There are currently 10 undeleted questions with the word "damn" in the title, assuming I've conducted my search correctly. The ones which are also not closed are listed here:

In my view, editing all these question titles to use "d--n" instead of "damn" would make the site look unserious. Major print publications don't use the word damn unless it's relevant to the context of the piece, but when it is, they do use it. The New York Times, to my knowledge, has never printed a headline with "damn" used for emphasis or color, but it also doesn't censor the word in its headlines.

And for those on the other side of the pond, The Guardian follows a similar practice:

I believe EL&U can stand on the same footing as major newspaper publications. We don't use "damn" in a title to add color or emphasis, but when we are examining the language around the word damn, we treat it with mature detachment.

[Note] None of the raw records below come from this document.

PR #1272, opened 2020-08-18
Fix Create VM Storage step using the wrong iface for a new disk

sjd78:
New disks should default to "virtio_scsi" in most cases.  However, when editing a disk created in the storage step, the base "virtio_scsi" constant would be converted to the user facing string "VirtIO-SCSI" by mistake.  This has been removed.


sgratch (approved):
LGTM

Issue #1101, opened 2019-08-22
[ja_JP] The VM status and up-time text needs to be localized


sgratch:
Originally opened by Bhushan Barve.

Description of problem:The VM status and the up-time text needs to be localized for ja_JP locale. I see that the VM status is localized for other locales. Please refer attached screenshot.

Version-Release number of selected component (if applicable):
RHV 4.3

How reproducible:
always

Steps to Reproduce:
1. Login to VM portal with jp locale
2. Observe the VM status and up-time for any running VM.

Actual results:
The VM status and uptime are not localized.

Expected results:
The VM status and up-time shou;d be localized.

Additional info:
https://bugzilla.redhat.com/attachment.cgi?id=1571257

sjd78:
The VM status is translatable, and the status keys and messages exist in the **ja** translation.  They are:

This doesn't mean that The New York Times or other publications have no standards when it comes to offensive terms. They allow use of the word "fuck" only in highly contentious quotations and interview transcripts, where the word is relevant to the information the outlets are trying to express.

No one will ever agree completely on whether "damn" is offensive, let alone many of the other potentially suspect words that appear on EL&U for academic reasons. But I would assert that if "damn" is acceptable in a major print headline, then it should be acceptable on EL&U when used in the appropriate context of a discussion on language.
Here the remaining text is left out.